> **EXERCISE DIRECTIONS**:
Reproduce only the lines of the material below that start at the line containing "Bug: reconcile ingestion" and stop at the line containing "- The exact-idempotency". Keep both end lines.

> **DATA RECORDS**:

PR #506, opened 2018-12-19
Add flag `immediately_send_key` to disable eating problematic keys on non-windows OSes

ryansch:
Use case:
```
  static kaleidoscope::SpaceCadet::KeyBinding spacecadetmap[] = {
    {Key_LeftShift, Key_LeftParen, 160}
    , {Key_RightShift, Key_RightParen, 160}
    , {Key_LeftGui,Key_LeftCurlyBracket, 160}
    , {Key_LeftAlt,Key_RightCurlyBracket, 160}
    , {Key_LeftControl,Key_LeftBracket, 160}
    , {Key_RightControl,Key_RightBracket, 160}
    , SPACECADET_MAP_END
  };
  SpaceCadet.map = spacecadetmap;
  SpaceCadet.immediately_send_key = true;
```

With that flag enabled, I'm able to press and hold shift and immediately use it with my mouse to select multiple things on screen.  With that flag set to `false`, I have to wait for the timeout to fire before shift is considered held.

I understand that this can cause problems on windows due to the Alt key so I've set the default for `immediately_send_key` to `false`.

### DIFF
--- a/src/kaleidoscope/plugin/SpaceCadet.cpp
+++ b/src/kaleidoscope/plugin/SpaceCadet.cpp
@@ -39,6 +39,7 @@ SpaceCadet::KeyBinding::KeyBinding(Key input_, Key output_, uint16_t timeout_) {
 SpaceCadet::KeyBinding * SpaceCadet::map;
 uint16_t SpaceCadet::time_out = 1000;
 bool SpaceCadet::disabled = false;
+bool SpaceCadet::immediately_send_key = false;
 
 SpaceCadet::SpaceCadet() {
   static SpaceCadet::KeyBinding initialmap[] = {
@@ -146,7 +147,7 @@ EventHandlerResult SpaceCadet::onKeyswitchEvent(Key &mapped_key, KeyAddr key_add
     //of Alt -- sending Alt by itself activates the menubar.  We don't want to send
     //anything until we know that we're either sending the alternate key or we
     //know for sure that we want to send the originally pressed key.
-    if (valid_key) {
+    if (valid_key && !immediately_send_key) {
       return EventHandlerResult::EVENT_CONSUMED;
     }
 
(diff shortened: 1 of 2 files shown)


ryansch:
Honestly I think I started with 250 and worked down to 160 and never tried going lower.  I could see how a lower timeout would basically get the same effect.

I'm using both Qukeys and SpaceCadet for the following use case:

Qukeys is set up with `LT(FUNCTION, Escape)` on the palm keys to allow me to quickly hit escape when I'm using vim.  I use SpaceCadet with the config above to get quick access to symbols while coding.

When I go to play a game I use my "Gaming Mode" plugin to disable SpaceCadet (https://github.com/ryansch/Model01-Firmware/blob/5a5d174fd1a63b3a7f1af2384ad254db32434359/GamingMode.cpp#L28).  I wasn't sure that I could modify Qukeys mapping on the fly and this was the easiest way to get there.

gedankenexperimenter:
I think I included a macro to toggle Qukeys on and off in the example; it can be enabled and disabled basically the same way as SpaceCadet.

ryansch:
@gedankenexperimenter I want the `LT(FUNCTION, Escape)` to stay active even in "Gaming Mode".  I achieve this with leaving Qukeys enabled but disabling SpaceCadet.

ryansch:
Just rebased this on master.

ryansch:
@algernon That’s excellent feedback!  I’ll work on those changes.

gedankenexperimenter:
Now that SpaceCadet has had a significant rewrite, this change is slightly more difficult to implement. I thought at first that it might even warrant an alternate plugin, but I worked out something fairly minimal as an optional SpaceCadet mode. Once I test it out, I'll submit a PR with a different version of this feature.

---

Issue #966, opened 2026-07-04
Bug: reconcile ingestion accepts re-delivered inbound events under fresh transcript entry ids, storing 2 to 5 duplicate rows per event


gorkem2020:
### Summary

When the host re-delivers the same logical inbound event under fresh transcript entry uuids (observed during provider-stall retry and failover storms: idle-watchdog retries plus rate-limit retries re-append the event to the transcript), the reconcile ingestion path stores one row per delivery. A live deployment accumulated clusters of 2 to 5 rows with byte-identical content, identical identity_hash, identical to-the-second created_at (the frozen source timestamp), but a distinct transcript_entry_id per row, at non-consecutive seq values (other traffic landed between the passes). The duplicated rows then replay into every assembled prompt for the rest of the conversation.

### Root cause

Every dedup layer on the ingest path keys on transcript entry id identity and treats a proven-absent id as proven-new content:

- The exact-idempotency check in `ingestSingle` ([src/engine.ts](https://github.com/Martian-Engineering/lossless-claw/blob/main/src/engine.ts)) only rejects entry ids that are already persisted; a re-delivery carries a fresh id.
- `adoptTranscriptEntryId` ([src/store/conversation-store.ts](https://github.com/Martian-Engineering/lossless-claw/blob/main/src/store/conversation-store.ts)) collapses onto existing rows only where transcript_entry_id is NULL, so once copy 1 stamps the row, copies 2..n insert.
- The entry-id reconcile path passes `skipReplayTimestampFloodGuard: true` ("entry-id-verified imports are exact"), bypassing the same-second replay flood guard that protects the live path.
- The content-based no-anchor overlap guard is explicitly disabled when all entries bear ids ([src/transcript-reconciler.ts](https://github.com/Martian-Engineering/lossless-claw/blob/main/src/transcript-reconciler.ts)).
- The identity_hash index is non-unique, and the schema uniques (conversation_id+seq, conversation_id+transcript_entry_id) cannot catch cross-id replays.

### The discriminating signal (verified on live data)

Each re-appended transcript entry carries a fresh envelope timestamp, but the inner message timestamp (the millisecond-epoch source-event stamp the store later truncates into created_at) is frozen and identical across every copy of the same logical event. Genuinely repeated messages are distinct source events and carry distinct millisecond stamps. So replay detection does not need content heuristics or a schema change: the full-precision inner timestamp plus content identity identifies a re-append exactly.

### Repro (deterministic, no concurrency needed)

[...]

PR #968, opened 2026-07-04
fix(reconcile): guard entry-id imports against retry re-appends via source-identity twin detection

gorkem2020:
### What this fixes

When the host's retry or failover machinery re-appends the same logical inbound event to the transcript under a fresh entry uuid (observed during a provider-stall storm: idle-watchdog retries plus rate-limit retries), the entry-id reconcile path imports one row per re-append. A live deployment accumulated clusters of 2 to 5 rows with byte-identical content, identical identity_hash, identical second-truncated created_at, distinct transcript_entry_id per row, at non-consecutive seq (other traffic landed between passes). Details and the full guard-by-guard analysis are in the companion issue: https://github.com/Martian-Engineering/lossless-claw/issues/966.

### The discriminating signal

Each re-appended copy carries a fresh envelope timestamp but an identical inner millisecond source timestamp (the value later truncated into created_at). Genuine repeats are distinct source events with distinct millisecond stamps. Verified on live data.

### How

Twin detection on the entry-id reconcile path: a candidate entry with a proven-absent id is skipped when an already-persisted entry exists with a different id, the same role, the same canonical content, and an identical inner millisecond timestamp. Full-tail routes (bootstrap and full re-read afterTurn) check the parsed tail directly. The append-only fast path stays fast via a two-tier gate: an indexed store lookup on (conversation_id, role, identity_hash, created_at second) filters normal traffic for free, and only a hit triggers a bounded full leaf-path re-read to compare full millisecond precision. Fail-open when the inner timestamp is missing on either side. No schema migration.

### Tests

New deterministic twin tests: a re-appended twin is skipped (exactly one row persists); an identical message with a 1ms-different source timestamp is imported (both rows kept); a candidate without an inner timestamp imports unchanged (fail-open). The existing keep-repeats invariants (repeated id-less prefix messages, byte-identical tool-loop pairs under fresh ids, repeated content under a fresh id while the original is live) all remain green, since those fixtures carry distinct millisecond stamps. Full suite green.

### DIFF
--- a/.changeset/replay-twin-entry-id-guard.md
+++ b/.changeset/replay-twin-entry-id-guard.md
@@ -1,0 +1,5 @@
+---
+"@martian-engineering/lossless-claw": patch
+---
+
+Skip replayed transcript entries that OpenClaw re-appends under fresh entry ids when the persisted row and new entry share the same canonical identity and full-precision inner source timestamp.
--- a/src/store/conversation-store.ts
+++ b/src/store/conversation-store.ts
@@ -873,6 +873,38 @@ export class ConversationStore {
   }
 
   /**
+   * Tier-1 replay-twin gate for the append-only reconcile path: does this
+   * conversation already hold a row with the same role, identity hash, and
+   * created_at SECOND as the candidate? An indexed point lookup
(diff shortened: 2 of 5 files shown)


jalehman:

* * *

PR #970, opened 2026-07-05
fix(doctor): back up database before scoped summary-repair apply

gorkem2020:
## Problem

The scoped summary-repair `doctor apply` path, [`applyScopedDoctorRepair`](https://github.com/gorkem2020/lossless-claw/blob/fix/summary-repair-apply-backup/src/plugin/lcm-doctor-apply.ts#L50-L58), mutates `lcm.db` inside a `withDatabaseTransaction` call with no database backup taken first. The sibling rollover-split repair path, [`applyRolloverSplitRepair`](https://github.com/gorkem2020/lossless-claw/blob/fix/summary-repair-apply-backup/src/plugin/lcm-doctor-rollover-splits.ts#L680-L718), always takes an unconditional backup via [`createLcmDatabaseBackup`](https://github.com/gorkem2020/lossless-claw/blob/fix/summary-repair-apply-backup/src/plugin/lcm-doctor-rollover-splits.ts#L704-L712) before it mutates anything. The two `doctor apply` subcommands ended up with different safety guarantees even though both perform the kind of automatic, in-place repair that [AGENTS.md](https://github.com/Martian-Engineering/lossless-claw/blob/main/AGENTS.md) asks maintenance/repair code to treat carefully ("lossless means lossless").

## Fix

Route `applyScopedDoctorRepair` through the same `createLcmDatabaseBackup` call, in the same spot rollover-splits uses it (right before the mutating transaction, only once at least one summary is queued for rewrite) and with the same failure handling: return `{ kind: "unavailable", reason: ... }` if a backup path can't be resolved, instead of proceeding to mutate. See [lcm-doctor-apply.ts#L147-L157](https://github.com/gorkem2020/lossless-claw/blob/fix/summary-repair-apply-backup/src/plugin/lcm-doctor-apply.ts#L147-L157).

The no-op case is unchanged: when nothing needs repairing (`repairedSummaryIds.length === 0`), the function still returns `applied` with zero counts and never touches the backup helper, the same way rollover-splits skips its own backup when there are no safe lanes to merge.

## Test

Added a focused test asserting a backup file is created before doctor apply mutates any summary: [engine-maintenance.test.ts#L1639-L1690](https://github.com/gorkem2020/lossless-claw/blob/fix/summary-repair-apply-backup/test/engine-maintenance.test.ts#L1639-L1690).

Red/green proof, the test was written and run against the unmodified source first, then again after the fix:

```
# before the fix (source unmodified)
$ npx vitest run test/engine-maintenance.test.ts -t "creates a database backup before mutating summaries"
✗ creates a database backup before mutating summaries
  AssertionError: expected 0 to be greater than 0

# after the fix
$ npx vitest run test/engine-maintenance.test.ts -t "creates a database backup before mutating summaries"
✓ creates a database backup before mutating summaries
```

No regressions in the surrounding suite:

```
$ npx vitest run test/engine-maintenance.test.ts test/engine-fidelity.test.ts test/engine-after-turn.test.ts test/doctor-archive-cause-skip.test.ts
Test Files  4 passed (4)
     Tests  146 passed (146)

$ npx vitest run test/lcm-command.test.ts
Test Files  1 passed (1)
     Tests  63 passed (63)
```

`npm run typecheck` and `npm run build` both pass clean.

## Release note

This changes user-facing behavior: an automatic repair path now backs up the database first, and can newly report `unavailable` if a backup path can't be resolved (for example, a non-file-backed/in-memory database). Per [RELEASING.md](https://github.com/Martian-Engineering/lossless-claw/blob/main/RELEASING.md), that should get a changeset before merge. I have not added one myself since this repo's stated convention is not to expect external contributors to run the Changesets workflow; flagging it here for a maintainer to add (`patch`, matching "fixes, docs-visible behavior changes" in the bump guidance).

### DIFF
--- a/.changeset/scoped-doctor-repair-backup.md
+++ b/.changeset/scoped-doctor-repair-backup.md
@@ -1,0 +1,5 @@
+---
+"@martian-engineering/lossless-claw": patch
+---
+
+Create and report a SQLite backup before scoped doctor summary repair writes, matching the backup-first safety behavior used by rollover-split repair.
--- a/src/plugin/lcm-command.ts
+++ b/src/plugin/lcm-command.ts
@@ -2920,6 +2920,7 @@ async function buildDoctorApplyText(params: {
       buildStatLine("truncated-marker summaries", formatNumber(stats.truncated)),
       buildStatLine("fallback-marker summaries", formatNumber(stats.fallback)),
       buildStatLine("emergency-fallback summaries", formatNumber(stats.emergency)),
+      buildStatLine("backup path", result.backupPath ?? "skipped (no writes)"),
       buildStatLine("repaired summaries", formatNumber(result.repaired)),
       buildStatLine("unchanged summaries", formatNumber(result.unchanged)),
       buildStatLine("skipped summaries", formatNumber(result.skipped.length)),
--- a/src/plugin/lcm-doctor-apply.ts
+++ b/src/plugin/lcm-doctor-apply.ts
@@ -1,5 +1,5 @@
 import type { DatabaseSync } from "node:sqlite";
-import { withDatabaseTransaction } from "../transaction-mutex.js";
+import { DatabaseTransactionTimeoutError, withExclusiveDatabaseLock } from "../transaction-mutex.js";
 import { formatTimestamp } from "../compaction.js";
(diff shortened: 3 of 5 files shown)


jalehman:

> **TASK RESPONSE**:
Bug: reconcile ingestion accepts re-delivered inbound events under fresh transcript entry ids, storing 2 to 5 duplicate rows per event


gorkem2020:
### Summary

When the host re-delivers the same logical inbound event under fresh transcript entry uuids (observed during provider-stall retry and failover storms: idle-watchdog retries plus rate-limit retries re-append the event to the transcript), the reconcile ingestion path stores one row per delivery. A live deployment accumulated clusters of 2 to 5 rows with byte-identical content, identical identity_hash, identical to-the-second created_at (the frozen source timestamp), but a distinct transcript_entry_id per row, at non-consecutive seq values (other traffic landed between the passes). The duplicated rows then replay into every assembled prompt for the rest of the conversation.

### Root cause

Every dedup layer on the ingest path keys on transcript entry id identity and treats a proven-absent id as proven-new content:

- The exact-idempotency check in `ingestSingle` ([src/engine.ts](https://github.com/Martian-Engineering/lossless-claw/blob/main/src/engine.ts)) only rejects entry ids that are already persisted; a re-delivery carries a fresh id.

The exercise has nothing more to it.